New research from the National Institutes of Health has identified a crucial phase in the HIV infection process, where the virus enters its genetic material into healthy cells. This discovery could eventually lead to treatments blocking transmission in its early stages.
The human immunodeficiency virus (HIV) affects around 36.7 millionpeople worldwide, according to the Joined United Nations Programme on HIV/AIDS (UNAIDS). Of these, 1.1 million people are Americans, say the Centers for Disease Control and Prevention (CDC).
Currently, there is no cure for HIV, but antiretroviral therapy (ART) allows patients to live healthier lives, reducing the risk of transmission and halting the progression of the virus as much as possible.
The National Institute of Allergy and Infectious Diseases (NIAID), one of the National Institutes of Health (NIH), make HIV research one of their top priorities with the hope of reducing the transmission rates of the virus even further.
One recent NIH study examines the way in which the virus is able to infect healthy cells by inserting its genetic material into them.
HIV transmission process identified
The work was conducted by Dr. Leonid V. Chernomordik, senior researcher, and other specialists, including lead author Dr. Elena Zaitseva, at the Eunice Kennedy Shriver National Institute of Child Health and Human Development (NICHD), which is part of the NIH.
The discoveries made by the specialists, potentially leading to the creation of new, more efficient virus-preventive drugs, were recently published in Cell Host & Microbe.

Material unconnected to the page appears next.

PR #1838, opened 2021-07-22
Fix formatting of baseline-class-uniqueness.lock files

### LINKED ISSUE #1289: baseline class uniqueness locks are missing a newline between configurations
## What happened?

On a project configured with:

The researchers identified and analyzed a crucial part of the HIV transmission process, which, if prevented, can halt infection.
The infection process happens when a protein on the surface of an HIV particle binds to surface molecules of a previously healthy cell. This leads to the eventual fusion of the virus’ and the cell’s outer membranes, which allows HIV’s genetic material to enter the cell.
It was found that during this process, a protein called “transmembrane protein 16F” (TMEM 16F) becomes active. TMEM 16F transfers phosphatidylserine, a phospholipid found inside the cell membrane, to its outer surface.
Phosphatidylserine plays an important role in cell signaling, a communication process coordinating cell action. If the signaling is disrupted, then the system becomes exposed to anomalies. Previous research published in The Open Virology Journal suggested that HIV exploits cell signaling, but the results remained contested.
Blocking bond could halt infection
In the new study conducted at NICHD, researchers observed that virus molecules bind with phosphatidylserine. This is a key element facilitating the embedding of HIV genetic material into healthy cells, as phosphatidylserine’s signaling boosts the fusion process.
The team also noticed that chemically blocking the transfer of the phospholipid, or binding it to other molecules to prevent a bond with those of HIV, can prevent fusion. In this way, the process of infection is interrupted.
The researchers suggest that this discovery might lead to the development of much more effective HIV treatments, focused on disrupting the transmission of HIV genetic material to cells.
Though this gives new hope in the battle against HIV, the improved treatment still lies far ahead in the future. Further studies are needed to perfect our understanding of the virus, the researchers note.